A major and essential issue in biomedical research is to predict genome disorder. Genome disorders cause multivariate diseases like cancer, dementia, diabetes, cystic fibrosis, leigh syndrome, etc. which are causes of high mortality rates around the world. In past, theoretical and explanatory-based approaches were introduced to predict genome disorder. With the development of technology, genetic data were improved to cover almost genome and protein then machine and deep learning-based approaches were introduced to predict genome disorder. Parallel machine and deep learning approaches were introduced. In past, many types of research were conducted on genome disorder prediction using supervised, unsupervised, and semi-supervised learning techniques, most of the approaches using binary problem prediction using genetic sequence data. The prediction results of these approaches were uncertain because of their lower accuracy rate and binary class prediction techniques using genome sequence data but not genome disorder patients’ data with his/her history. All the previous techniques used Ribonucleic acid (RNA) gene sequence and were not capable to handle a large amount of data.
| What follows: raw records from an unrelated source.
PR #180, opened 2016-09-29
Assign from acdc

vlimant:
@prozober as discussed, this pulls in the sites from the acdc doc.

@amaltaro @ticoann applies the memory in assignment is needed.

checks the sites memory/core requirements for overlap with the site whitelist.

to be tested. @prozober just shoot me a chat when there is an acdc to be assigned so that I can try it out.

### DIFF
--- a/assign.py
+++ b/assign.py
@@ -38,7 +38,7 @@ def getRandomDiskSite(site=None):
         s += "_Disk"
     return s
 
-def assignRequest(url, workflow, team, sites, era, procversion, activity, lfn, procstring, trust_site=False, replica=False, verbose=False, taskchain=False, trust_secondary_site=False):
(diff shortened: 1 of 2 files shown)


assign.py
```diff
@@ -227,21 +236,21 @@ def main():
...
             era = None
             procstring = None
 
         # Must use --lfn option, otherwise workflow won't be assigned
         if options.lfn:
             lfn = options.lfn
-        elif "MergedLFNBase" in wf.info:
-            lfn = wf.info['MergedLFNBase']
+        elif "MergedLFNBase" in wf_info:
+            lfn = wf_info['MergedLFNBase']
```
prozober: lfn needs to be taken from the original request. This line is reading the MergedLFNBase value from the request to be assigned, makes no sense.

So, to overcome this uncertainty of results and techniques we proposed an Advance genome disorder prediction model (AGDPM) to predict genome multi classes disorder using a large amount of data. AGDPM tested and compare with the pre-trained AlexNet neural network model and AGDPM gives the best results with 89.89% & 81.25% accuracy of training and testing respectively. So, the advance genome disorder prediction model shows the ability to efficiently predict genome disorder and can process a large amount of patients’ genome disorder data with a multi-class prediction method. AGDPM has proved that it is capable to predict single gene inheritance disorder, mitochondrial gene inheritance disorder, and multifactorial gene inheritance disorder with respect to various statistical performance parameters. So, with the help of AGDPM biomedical research will be improved in terms to predict genetic disorders and put control on high mortality rates.